▸ TASK OBJECTIVE
Reproduce exactly the line that includes "- name: deacon" and all lines after it, ending with the last line of the data.

▸ RECORDS TO USE
PR #1104, opened 2026-07-31
Add deacon

pvanheus:
This adds the [deacon](https://github.com/bede/deacon) tools for filtering and de-hosting reads. Wrappers were recently [added to tools-iuc](https://github.com/galaxyproject/tools-iuc/pull/8247).

(I am not clear if the individual tools need to get mentioned or if they'll all be pulled in by the mention of deacon)

### DIFF
--- a/tools_iuc.yaml
+++ b/tools_iuc.yaml
@@ -2030,6 +2030,10 @@ tools:
     owner: iuc
     tool_panel_section_label: FASTA/FASTQ
 
+  - name: deacon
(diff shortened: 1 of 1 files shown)


bgruening:
@pvanheus https://github.com/galaxyproject/tools-iuc/pull/8247/changes#r3695333752

And please also add the data manager when the tool is updated.

bgruening:
I think this is now installed correct?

▸ TASK RESULT
+  - name: deacon
(diff shortened: 1 of 1 files shown)


bgruening:
@pvanheus https://github.com/galaxyproject/tools-iuc/pull/8247/changes#r3695333752

And please also add the data manager when the tool is updated.

bgruening:
I think this is now installed correct?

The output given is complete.